Now i go into the movies... watching Rocky getting beaten ;-)...



Byebye,

Michael


----------



## fat hiker (Feb 12, 2007)

Great arms, Michael! It is great, isn't it, having muscles that are buried under fat - people don't suspect they're there! 

Bigger arms are better arms!


----------



## scarcity (Feb 13, 2007)

Oh, so squeezable  I bet my tiny arms can both fit inside your arm


----------



## BBWBecky (Feb 13, 2007)

You look awesome..I sure would love to see the arm jiggling video...


----------



## Nastya_Loves (Jun 27, 2007)

so i'm here... seeing your threads .... n.n.... i'm so so SO falling for you mr. mischel ...:wubu: .... beautiful arm btw xD... ur so cute!!! :wubu:


----------



## chubloverUK86 (Jun 27, 2007)

Fat jiggly arms are a big plus in my book, so I'll sign my name down for a video too (you can just pretend that I'm not going to watch it).


----------



## Wantabelly (Jun 27, 2007)

Mischel, every part of you is super sexy.... Would love to stroke those arms...mmmmm :smitten:


----------



## mischel (Aug 26, 2007)

Little Update...
This picture is from today, the other one is from february.
Did i gain?
On the pictures i could not see a differenc but my new measurement says 52 cm (= 20.4724409 inches).
I gained 0,4 inches since february! I know... it's NOT MUCH, but that are my upper arms ...... .

byebye,

mischel

PS: This is my frist post with measurement-comparison


----------



## Wantabelly (Aug 26, 2007)

just stunning xxx


----------



## StridentDionysus (Aug 26, 2007)

fat hiker said:


> Great arms, Michael! It is great, isn't it, having muscles that are buried under fat - people don't suspect they're there!
> 
> Bigger arms are better arms!



My experience says otherwise, at least in latinamerica ppl see fat and think strong... BS!! I didn't have any muscles until I got my knee hurt and I had to use my arms to carry myself 

Well thats all, I'll keep writing my obituary :eat1:


----------



## newlylarge (Aug 30, 2007)

I guess this is off-topic regarding your arms, but your comment about dripping toothpaste reminds me of something I have noticed about myself. Just over two years ago, I had a completely flat stomach. So when I sat at a table to eat, I could lean forward slightly such that, if some food fell off my fork, it would land on my plate or, at least, the edge of the table.

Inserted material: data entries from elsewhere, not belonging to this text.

PR #4223, opened 2023-08-31
Indent join conditions

sean-rose:
To improve the readability of our queries.

---
Checklist for reviewer:

- [ ] Commits should reference a bug or github issue, if relevant (if a bug is referenced, the pull request should include the bug number in the title).
- [ ] If the PR comes from a fork, trigger integration CI tests by running the [Push to upstream workflow](https://github.com/mozilla/bigquery-etl/actions/workflows/push-to-upstream.yml) and provide the `<username>:<branch>` of the fork as parameter. The parameter will also show up
in the logs of the `manual-trigger-required-for-fork` CI task together with more detailed instructions.
- [ ] If adding a new field to a query, ensure that the schema and dependent downstream schemas have been updated.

Since then, I have grown a fairly round, protruding belly. So when I sit at a table to eat, my belly is pressed up against the edge of the table and there is no "open space" left to allow me to lean slightly forward anymore. As a result, when some food occasionally falls off my fork, it now lands on my belly often leaving a mark on my shirt that cannot be easily wiped off. It is very annoying.

When I agreed with my girlfriend's request for me to gain weight I considered many of the possible consequences. But I must confess that food-stained shirts was not something that occurred to me.


----------